Extracted data entries
PR #710, opened 2024-03-09
Pluggable Scheduler

### LINKED ISSUE #700: Config support for pluggable Schedulers
Follow up work to #691

motus:
* [x] Make Scheduler class loadable from JSON configs
* [x] Update the Launcher and `run.py` to instantiate Scheduler from JSON
* [x] Create JSON schema for the Scheduler config
* [x] Add unit tests for the new Scheduler JSON configs

Closes #700

### DIFF
--- a/mlos_bench/mlos_bench/config/schemas/schedulers/scheduler-schema.json
+++ b/mlos_bench/mlos_bench/config/schemas/schedulers/scheduler-schema.json
@@ -13,13 +13,13 @@
             "type": "object",
             "properties": {
                 "experiment_id": {
-                    "$ref": "./common-defs-subschemas.json#/$defs/experiment_id"
+                    "$ref": "../cli/common-defs-subschemas.json#/$defs/experiment_id"
                 },
                 "trial_id": {
-                    "$ref": "./common-defs-subschemas.json#/$defs/trial_id"
+                    "$ref": "../cli/common-defs-subschemas.json#/$defs/trial_id"
                 },
                 "config_id": {
-                    "$ref": "./common-defs-subschemas.json#/$defs/config_id"
+                    "$ref": "../cli/common-defs-subschemas.json#/$defs/config_id"
                 },
                 "teardown": {
                     "description": "Whether to teardown the experiment after running it.",
--- a/mlos_bench/mlos_bench/config/schemas/schedulers/scheduler-schema.json
+++ b/mlos_bench/mlos_bench/config/schemas/schedulers/scheduler-schema.json
@@ -1,0 +1,100 @@
+{
+    "$schema": "https://json-schema.org/draft/2020-12/schema",
+    "$id": "https://raw.githubusercontent.com/microsoft/MLOS/main/mlos_bench/mlos_bench/config/schemas/schedulers/scheduler-schema.json",
+    "title": "mlos_bench Scheduler config",
+
+    "$defs": {
+        "comment": {
+            "$comment": "This section contains reusable partial schema bits (or just split out for readability)"
+        },
+
+        "config_base_scheduler": {
+            "$comment": "config properties common to all Scheduler types.",
+            "type": "object",
+            "properties": {
+                "experiment_id": {
+                    "$ref": "./common-defs-subschemas.json#/$defs/experiment_id"
+                },
+                "trial_id": {
+                    "$ref": "./common-defs-subschemas.json#/$defs/trial_id"
+                },
+                "config_id": {
+                    "$ref": "./common-defs-subschemas.json#/$defs/config_id"
+                },
+                "teardown": {
+                    "description": "Whether to teardown the experiment after running it.",
+                    "type": "boolean"
+                },
+                "trial_config_repeat_count": {
+                    "description": "Number of times to repeat a config.",
+                    "type": "integer",
+                    "minimum": 1,
+                    "examples": [3, 5]
+                }
+            }
+        }
+    },
+
+    "description": "config for the mlos_bench scheduler",
+    "$comment": "top level schema document rules",
+    "type": "object",
+    "properties": {
+        "$schema": {
+            "description": "The schema to use for validating the scheduler config (accepts both URLs and local paths).",
+            "type": "string",
+            "$comment": "This is optional, but if provided, should match the name of this file.",
+            "pattern": "/schemas/schedulers/scheduler-schema.json$"
+        },
+
+        "description": {
+            "description": "Optional description of the config.",
+            "type": "string"
+        },
+
+        "class": {
+            "description": "The name of the scheduler class to use.",
+            "$comment": "required",
+            "enum": [
+                "mlos_bench.schedulers.SyncScheduler",
+                "mlos_bench.schedulers.sync_scheduler.SyncScheduler"
+            ]
+        },
+
+        "config": {
+            "description": "The scheduler-specific config.",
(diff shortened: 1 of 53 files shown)


mlos_bench/mlos_bench/config/schemas/schedulers/scheduler-schema.json
```diff
@@ -0,0 +1,100 @@
...
+    "$defs": {
+        "comment": {
+            "$comment": "This section contains reusable partial schema bits (or just split out for readability)"
+        },
+
+        "config_base_scheduler": {
+            "$comment": "config properties common to all Scheduler types.",
+            "type": "object",
+            "properties": {
+                "experiment_id": {
```
bpkroth, line 15: Why is experiment_id being repeated in scheduler?
Isn't that an expected global or cli variable that's fed into other things?

Same for config_id, trial_id, etc.

Guess I think of those as controlling a run of a given instance of `mlos_bench` whereas configs for the scheduler have to do with how it schedules *new* config (e.g., how many repeats, which order, which workers, etc.).  And that in general we would have reusable scheduler configs that don't include any of those details.

Or is this just to support the possibility of one-off overrides to influence a single instance run to only consider a single pre-existing config or only invoke a single pre-existing trial (both of which are only relevant under an existing experiment_id which we would also need to reference)?

mlos_bench/mlos_bench/launcher.py
```diff
@@ -146,6 +146,8 @@ def __init__(self, description: str, long_text: str = "", argv: Optional[List[st
         _LOG.info("Init storage: %s", self.storage)
 
         self.teardown: bool = bool(args.teardown) if args.teardown is not None else bool(config.get("teardown", True))
```
bpkroth, line 148: Should `self.teardown` also become `global_config['teardown']`?

I'm a little wary about moving some of these things into `global_config`.

`trial_id` makes sense, but does `trial_config_repeat_config`?
When would a user script need to access that value (e.g., via `shell_env_params`)?

Also, we should document somewhere the set of "known" variables that go into `global_config` so that 
a) users don't conflict with them
b) they know what they can use in their scripts

mlos_bench/mlos_bench/launcher.py
```diff
@@ -203,9 +205,14 @@ def _parse_args(parser: argparse.ArgumentParser, argv: Optional[List[str]]) -> T
                  ' a single trial with default (or specified in --tunable_values).')
 
         parser.add_argument(
-            '--trial_config_repeat_count', '--trial-config-repeat-count', required=False, type=int, default=1,
```
bpkroth, line 206: Dropping `default=1` because now the default can be enforced in the chosen `Scheduler` class?

mlos_bench/mlos_bench/launcher.py
```diff
@@ -203,9 +205,14 @@ def _parse_args(parser: argparse.ArgumentParser, argv: Optional[List[str]]) -> T
...
+            '--trial_config_repeat_count', '--trial-config-repeat-count', required=False, type=int,
             help='Number of times to repeat each config. Default is 1 trial per config, though more may be advised.')
 
+        parser.add_argument(
+            '--scheduler', required=False,
+            help='Path to the scheduler configuration file. By default, use' +
+                 ' a single-threaded synchronous scheduler.')
```
bpkroth, line 214:
```suggestion
                 ' a single worker synchronous scheduler.')
```

bpkroth: Basically avoid threaded vs. process distinctions here - it's not relevant to them.

mlos_bench/mlos_bench/launcher.py
```diff
@@ -337,17 +344,13 @@ def _load_optimizer(self, args_optimizer: Optional[str]) -> Optimizer:
         in the --optimizer command line option. If config file not specified,
         create a one-shot optimizer to run a single benchmark trial.
         """
-        if 'max_iterations' in self.global_config:
-            self.global_config['max_iterations'] *= self.trial_config_repeat_count
```
bpkroth, line 341: Discussed offline:

- previously (#642) we artificially increased the iteration count so that when we repeated trials it wouldn't lessen the number of configs we sampled
- now that we're separating the optimizer (suggest config) and scheduler (repeat of configs), the we can move the tracking of number of configs suggested to the `suggest()` routine in the optimizer and `number of trials executed` to the scheduler
- that opens up the door for more flexible stopping conditions (#427)
- to do that, we should also cleanup our terminology and rename `max_iterations` to `num_config_suggestions` and add a new `max_trials` argument (separate PR though I think)

mlos_bench/mlos_bench/schedulers/base_scheduler.py
```diff
@@ -42,14 +42,34 @@ def __init__(self, *,
...
+            The optimizer to use.
+        storage : Storage
+            The storage to use.
+        root_env_config : str
+            Path to the root environment configuration.
         """
         self.global_config = global_config
-        config = merge_parameters(dest=config.copy(), source=global_config)
+        config = merge_parameters(dest=config.copy(), source=global_config,
+                                  required_keys=["experiment_id", "trial_id"])
```
bpkroth, line 63: Why is `trial_id` required?

mlos_bench/mlos_bench/launcher.py
motus: that, too - but the main reason is that since command-line options have priority over JSON config settings, having default value here means that we always override values in configs with 1 when command-line option is not specified :)

mlos_bench/mlos_bench/launcher.py
motus: technically, it should, but if you add `teardown` to global config, it will override the `teardown` property of all `ScriptEnv` environments :)

motus: but in all, yes, that's more of a backward compatibility fix so we can keep using e.g. '--trial-config-repeat-count` option instead of `--trial_config_repeat_count` (with underscores)

mlos_bench/mlos_bench/config/schemas/schedulers/scheduler-schema.json
motus: All these parameters (except of the `trial_config_repeat_count`, probably) are mostly placeholders for properties that we need, e.g., for storage initialization - but also, yes, to make sure they are present so that other components have them, too. I like the idea of one-off overrides - I guess it should work this way. I'll add another PR with that scenario + unit tests

bpkroth: > but also, yes, to make sure they are present so that other components have them, too

I don't think the need to be here for that to happen, but if we're going to implement the override option as well, it might make sense to keep them.

One general trend I see is that sometimes, because a parameter flows from, globals, overring the cli, and also appears in scheduler, and the launcher, and ...
it just gets hard to track what's *supposed* to be authoritative.

If we instead include it only in certain places and then flow thru only in the code where necessary it might be more manageable, from a config writing/debugging standpoint for users.

mlos_bench/mlos_bench/launcher.py
bpkroth: Ah, makes sense.  Thanks!

bpkroth (approved):
LGTM.  Thanks!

> **Problem description**
What is the number of lines in the data that include "storage"? Answer with that number alone.

> **Reply to the exercise**
4